Les commentaires de Jouahri sur le rapport de l’OCDE
Rendement des investissements, dépenses publiques, éducation, chômage et financement de l’économie, le gouverneur de la Banque centrale a commenté, à sa façon, les principaux points abordés par le rapport de l’OCDE.
"Quand on parle de croissance, il ne faut pas oublier le rendement des investissements". C’est pour Abdelatif Jouahri l’un des points les plus handicapants pour l’économie marocaine. Le gouverneur de la Banque centrale a pris la parole, lors de la présentation du rapport réalisé par l’OCDE "l’examen multidimensionnel du Maroc", et il a été très didactique.
Il a commenté, comme à son habitude et sans langue de bois, les principales conclusions publiées par le rapport et a fini par fournir quelques conseils pour l’avenir.
Le point qui dérange le plus Jouahri, c’est que le pays fait partie des nations qui investissent le plus dans le monde. "Nous faisons un effort invraisemblable en matière d’investissement par rapport aux autres pays de la planète, mais ça ne se répercute pas au niveau de la croissance", a avancé le gouverneur de la BAM.
Selon lui, la part du PIB qui est destinée à l’investissement au Maroc est bien plus importante que celle dépensée par des grands pays asiatiques. "Il faut que nous cherchions ensemble une explication pour que cet effort se traduise au niveau de la croissance", conseille Abdelatif Jouahri.
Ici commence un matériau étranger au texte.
PR #1772, opened 2019-06-20
Fix checks and consistency in the API endpoints to manage ownership.

### LINKED ISSUE #1583: It's possible to permanently lock yourself out of crate ownership through teams
It's possible to lock yourself out of crate ownership by adding a team owner, and then removing yourself. Since teams cannot add or remove owners, there is no way to manage ownership from then on.

I have [several crates](https://crates.io/teams/github:hobbyistrust:owners) affected by this.

smarnach:
Fixes #1583.

The API endpoints to add and remove owners for a crate has multiple issues.

* The database interactions are not wrapped in a transaction, making them prone to race conditions.

* The lack of a transaction can also result in partially applied operations, e.g. when adding or
  removing multiple owners at once.

* The check whether the last owner was removed only triggers if the _original_ list of owners had a
  length of exactly one. This is wrong in at least two cases:

  * Teams do not have permission to manage ownership, so they should not be counted.

  * If multiple users are removed at once, we can end up with no owners even when there originally
    was more than one user.

This change fixes all mentioned problems, and adds tests for all bullet points except for the first
one (which can't be tested with reasonable effort).

### DIFF
--- a/src/tests/util.rs
+++ b/src/tests/util.rs
@@ -522,8 +522,8 @@ impl MockTokenUser {
         F: Fn(&MockTokenUser, &str, &[u8]) -> Response<OkBool>,
     {
         let url = format!("/api/v1/crates/{}/owners", krate_name);
-        let body = format!("{{\"owners\":[\"{}\"]}}", owners.join("\", \""));
-        method(&self, &url, body.as_bytes())
+        let body = json!({ "owners": owners }).to_string();
+        method(&self, &url, body.to_string().as_bytes())
     }
 
     /// Add a user as an owner for a crate.
--- a/src/tests/util.rs
+++ b/src/tests/util.rs
@@ -497,18 +497,33 @@ impl MockTokenUser {
         &self.token
     }
 
-    /// Add to the specified crate the specified owner.
-    pub fn add_named_owner(&self, krate_name: &str, owner: &str) -> Response<OkBool> {
-        let url = format!("/api/v1/crates/{}/owners", krate_name);
-        let body = format!("{{\"users\":[\"{}\"]}}", owner);
-        self.put(&url, body.as_bytes())
+    /// Add to the specified crate the specified owners.
+    pub fn add_named_owners(&self, krate_name: &str, owners: &[&str]) -> Response<OkBool> {
+        self.modify_owners(krate_name, owners, Self::put)
     }
 
-    /// Remove from the specified crate the specified owner.
+    /// Add a single owner to the specified crate.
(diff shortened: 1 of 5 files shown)


sgrif:
Can we split the transaction wrapping into its own commit? I don't anticipate any problems with this, but in the event we need to roll something back it's helpful to have each problem solved separately

smarnach:
@sgrif If I split this up, the transaction wrapping will necessarily be the first commit, since everything else depends on it. This means we can't roll back the transaction wrapping and keep any of the other changes, if this is what you have in mind, but we will still be able to roll back some of the other fixes and keep the transaction wrapping.

sgrif:
Yes, having the transaction wrapping first was what I had in mind

smarnach:
@sgrif I've split this up in three commits (to improve diff readability), and made sure the tests pass for each step (to facilitate partial rollbacks). Please take another look.

src/tests/util.rs
```diff
@@ -497,18 +497,33 @@ impl MockTokenUser {
...
+
+    fn modify_owners<F>(&self, krate_name: &str, owners: &[&str], method: F) -> Response<OkBool>
+    where
+        F: Fn(&MockTokenUser, &str, &[u8]) -> Response<OkBool>,
+    {
         let url = format!("/api/v1/crates/{}/owners", krate_name);
-        let body = format!("{{\"users\":[\"{}\"]}}", owner);
-        self.delete_with_body(&url, body.as_bytes())
+        let body = format!("{{\"owners\":[\"{}\"]}}", owners.join("\", \""));
+        method(&self, &url, body.as_bytes())
```
jtgeibel: It's probably worth switching to the `json!` macro here.

```rust
let body = json!({ "owners": owners });
method(&self, &url, body.to_string().as_bytes())
```

smarnach:
@jtgeibel Thanks for the review! Using the `json!` macro is certainly a lot more readable, and the changes are very low risk, so I can include them here.

I noticed another race condition I haven't fixed yet, though. When adding new owners, the code first reads the list of all current owners from the DB, then for each owner checks whether it occurs in the list of current owners, then creates a new owner invitation. If there already _was_ an owner invitation for an owner, and it gets accepted right after the code has checked for the list of current owners, we will create a new invitation for a user that is already an owner, which would normally be prohibited.

This race condition could be fixed by using the "serializable" isolation level for the transaction, but then we would also need to add code to retry the transaction if it fails due to a serialization error. I don't think this would be worth it – the above race condition should be exceedingly rare, and even when it gets triggered, the impact is negligible – there will be a spurious invitation, and accepting or rejecting it has no effect, since the invitee already is an owner.

PR #1780, opened 2019-07-09
Remove jQuery from hashchange.js and controllers

kzys:


app/initializers/hashchange.js
```diff
@@ -29,11 +27,17 @@ function hashchange() {
 }
 
 export function initialize() {
-    $(window).on('hashchange', hashchange);
+    if (typeof window.addEventListener === 'undefined') {
```
rwjblue: I think you will also need a `typeof window !== 'undefined'` guard here to work well in FastBoot. AFAICT you _basically_ never need to run this initializer in SSR modes.

kzys: Thanks. Will do.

Ce n’est pas tout. Pour le patron du secteur bancaire, il faut pousser la réflexion plus loin et opter pour une approche globale. L’efficience des dépenses publiques doit être diagnostiquée. "L’exemple typique de l’inefficience de la dépense publique est à voir au niveau du secteur de l’éducation", poursuit Jouahri.
D’ailleurs, la relation entre l’éducation, le chômage et la croissance est indissociable. "L’un des premiers déficits pour le Maroc, c’est l’emploi et il me semble qu’attaquer ce problème, revient à attaquer celui de l’éducatif et de la formation", analyse le gouverneur de la Banque centrale. Avant d’ajouter que "pour lutter contre le chômage, il faut de la croissance".
Pour aborder cette question sociale, le gouverneur de la Banque centrale a fait un petit retour en arrière rempli d’enseignements. Il a rappelé que le Maroc a perdu entre 1999 et 2016, plus de 8 points de base sur le taux d’activité qui avoisine les 48% actuellement.
Autrement dit, nous avons au Maroc plus de la moitié des ressources humaines qui ne participent pas à la croissance du pays. "Si nous étions restés au même taux qu’en 1999, on aurait 2 millions d’actifs supplémentaires actuellement. Il me paraît utile de trouver des explications à ce recul", regrette Jouahri.
Une fois arrivé à son sujet de prédilection, Abdellatif Jouahri a démonté une partie des remarques de l’équipe de l’OCDE qui a élaboré le rapport. L’on apprend dans le diagnostic livré par l’OCDE que le segment des TPME souffre d’un accès difficile au financement. "C’est le même constat que font toutes les organisations internationales qui rédigent un document sur le Maroc, mais sans aucune étude approfondie", déplore le gouverneur de BAM.
Pour lui, quand une entité telle que l’OCDE s’attaque à ce sujet, le mieux c’est de nommer la problématique et dire à quel niveau elle se situe. Ils devraient, selon Jouahri, pouvoir dire si c’est un problème lié à la demande, à l’offre, à une conjoncture spéciale ou encore à la qualité du tissu économique. Pis encore, ce que les différents rapports ne disent pas, c’est que c’est une problématique permanente et qui touche tous les pays du monde, même le Japon ou les USA. "D’ailleurs, selon un rapport de la Banque mondiale, le Maroc arrive en tête des pays qui accordent le plus de crédit à la PME", lance le wali de la BAM.
Avant de conclure, Abdellatif Jouahri a continué sur sa lancée et s’est permis de donner quelques conseils aux équipes de l’OCDE. Pour lui, quand une organisation internationale propose ou conseille des réformes, il faut respecter quelques points importants.
"La priorisation des chantiers est un point essentiel, ensuite il faut placer ces réformes dans un cadre macroéconomique et veiller au respect de ses équilibres car nous sommes suivis par un organisme international et des agences de notation", conclut Abdelatif Jouahri.
Les stratégies doivent être flexibles, adaptables et permettre la cohérence des choix. A côté de cela, l’état doit penser à la rationalisation et l’optimisation des dépenses.